Which means that between Trump’s election in 2016 and the 2024 election, the number of Gen Z (born in the late 1990s and early 2010s) voters will have advanced by a net 52 million against older people. That’s about 20 percent of the total 2020 eligible electorate of 258 million Americans.
And unlike previous generations, Gen Z votes. Comparing the four federal elections since 2015 (when the first members of Gen Z turned 18) with the preceding nine (1998 to 2014), average turnout by young voters (defined here as voters under 30) in the Trump and post-Trump years has been 25 percent higher than that of older generations at the same age before Trump — 8 percent higher in presidential years and a whopping 46 percent higher in midterms.
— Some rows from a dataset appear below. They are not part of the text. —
PR #15591, opened 2020-02-19
Do not initiate auth instance if a user is already logged in in FrontController::init()

### LINKED ISSUE #15550: Notice: Trying to access array offset on value of type null in core/Session/SessionAuth.php on line 63
Not sure if this is only related to WordPress... getting below output when running a CLI command. Started happening with 3.13.2. Maybe caused by https://github.com/matomo-org/matomo/pull/15472 ? Not sure... 

It's just a notice though. Things generally still seems to work.

> Notice: Trying to access array offset on value of type null in core/Session/SessionAuth.php on line 63

> Call Stack:
>     0.0010     397688   1. {main}() console:0
>     0.9315   47844424   2. Piwik\Console->run() console:32
>     0.9343   48033128   3. Piwik\Console->doRun() vendor/symfony/console/Symfony/Component/Console/Application.php:126
>     0.9343   48033128   4. Piwik\Console->doRunImpl() core/Console.php:93
>     1.0943   57948336   5. Piwik\Access::doAsSuperUser() core/Console.php:141
>     1.0954   57967824   6. Piwik\Console->Piwik\{closure:core/Console.php:139-141}() core/Access.php:644
>     1.0954   57968200   7. call_user_func:{core/Console.php:140}() core/Console.php:140
>     1.0954   57968200   8. Piwik\Console->doRun() core/Console.php:140
>     1.0955   57968472   9. Piwik\Console->doRunCommand() vendor/symfony/console/Symfony/Component/Console/> Application.php:195
>     1.0956   57968472  10. Piwik\Plugins\WordPress\Commands\GenerateCoreAssets->run() vendor/symfony/console/Symfony/> Component/Console/Application.php:874
>     1.0957   57970664  11. Piwik\Plugins\WordPress\Commands\GenerateCoreAssets->execute() vendor/symfony/console/> Symfony/Component/Console/Command/Command.php:257
>     1.2942   58002656  12. Piwik\FrontController->init() /Users/thomassteur/Development/wpsingle/wp-content/plugins/> matomo/plugins/WordPress/Commands/GenerateCoreAssets.php:57
>     1.3136   58568120  13. Piwik\FrontController->makeAuthenticator() core/FrontController.php:406
>     1.3139   58568120  14. Piwik\Session\SessionAuth->getLogin() core/FrontController.php:701

diosmosis:
@tsteur think this will solve the problem for the wp-matomo command?

Fixes #15550

### DIFF
--- a/core/FrontController.php
+++ b/core/FrontController.php
@@ -392,18 +392,21 @@ class FrontController extends Singleton
 
         $loggedIn = false;
 
-        // try authenticating w/ session first...
-        $sessionAuth = $this->makeSessionAuthenticator();
-        if ($sessionAuth) {
-            $loggedIn = Access::getInstance()->reloadAccess($sessionAuth);
-        }
+        // user may already be logged in when init() is called, eg, in a CLI command
+        if (!Access::getInstance()->isUserLoggedIn()) {
+            // try authenticating w/ session first...
+            $sessionAuth = $this->makeSessionAuthenticator();
+            if ($sessionAuth) {
+                $loggedIn = Access::getInstance()->reloadAccess($sessionAuth);
+            }
 
-        // ... if session auth fails try normal auth (which will login the anonymous user)
-        if (!$loggedIn) {
-            $authAdapter = $this->makeAuthenticator();
-            Access::getInstance()->reloadAccess($authAdapter);
-        } else {
-            $this->makeAuthenticator($sessionAuth); // Piwik\Auth must be set to the correct Login plugin
+            // ... if session auth fails try normal auth (which will login the anonymous user)
+            if (!$loggedIn) {
+                $authAdapter = $this->makeAuthenticator();
+                Access::getInstance()->reloadAccess($authAdapter);
+            } else {
+                $this->makeAuthenticator($sessionAuth); // Piwik\Auth must be set to the correct Login plugin
+            }
         }
 
         // Force the auth to use the token_auth if specified, so that embed dashboard
--- a/core/FrontController.php
+++ b/core/FrontController.php
@@ -392,21 +392,19 @@ class FrontController extends Singleton
 
         $loggedIn = false;
 
-        // user may already be logged in when init() is called, eg, in a CLI command
-        if (!Access::getInstance()->isUserLoggedIn()) {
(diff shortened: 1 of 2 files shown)


core/FrontController.php
```diff
@@ -392,18 +392,21 @@ public function init()
...
 
-        // try authenticating w/ session first...
-        $sessionAuth = $this->makeSessionAuthenticator();
-        if ($sessionAuth) {
-            $loggedIn = Access::getInstance()->reloadAccess($sessionAuth);
-        }
+        // user may already be logged in when init() is called, eg, in a CLI command
+        if (!Access::getInstance()->isUserLoggedIn()) {
+            // try authenticating w/ session first...
+            $sessionAuth = $this->makeSessionAuthenticator();
```
tsteur: @diosmosis I'm not sure re possible side effects or so. 

I wonder... if technically someone could do something like this 

```
$_GET['token_auth'] = ...
FrontController::getInstance()->dispatch()
```

if that could be any issue. Or if the user may be temporarily logged in using `doAsSuperUser` but then the `Access::$login` is not reset or so. 

It might be a great fix I'm just unable to tell re side effects etc it's so tricky! In generally it does sound good though cause there should be a need to authenticate again. Unless maybe for some random use case, not sure. I reckon we could do this only on CLI and maybe only skip the session auth? Or always skip session auth on CLI since there is no session? Might be more "secure" in terms of possible side effects?

tsteur:
btw moving this into 3.13.4 for now. I reckon it's actually not needed in 3.13.3

core/FrontController.php
diosmosis: I guess it makes sense to just skip sessionauth if in cli mode. Can't imagine how it would work then...

diosmosis: @tsteur sound good to change it to:

```
if (!Access::getInstance()->isPhpCliMode()) {
    ...
```

?

tsteur: 👍  Although I reckon you mean `Common::isPhpClimode`?

diosmosis: Yes :) don't know how that got past me :)

diosmosis:
@tsteur ready for another review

Not as impressive–but not insignificant–has been the midterm increase of 7% in voter registration among under-30 voters since Gen Z joined the electorate. The authors report that, In midterm elections, “under-30s have seen a 20 percent increase in their share of the electorate, on average, since Trump and Gen Z entered the game.
Interestingly, reactions to Trump don’t turn out to be a major factor for these voters. Polls suggest that Gen Z voters are motivated by “strong passion” on one or more issues — “a much more policy-driven approach than the more partisan voting behavior of their elders.”
That policy-first approach, combined with the issues they care most about, have led young people in recent years to vote more frequently for Democrats and progressive policies than prior generations did when of similar age — as recent elections in Kansas, Michigan and Wisconsin have shown.
Researchers have already demonstrated the fallacy of the long-held belief among political observers that American voters become more conservative as they age. Recent studies show that once political identities are formed, they tend to remain constant. And as the authors of this essay note, “about 48 percent of Gen Z voters identify as a person of color, while the boomers they’re replacing in the electorate are 72 percent White.”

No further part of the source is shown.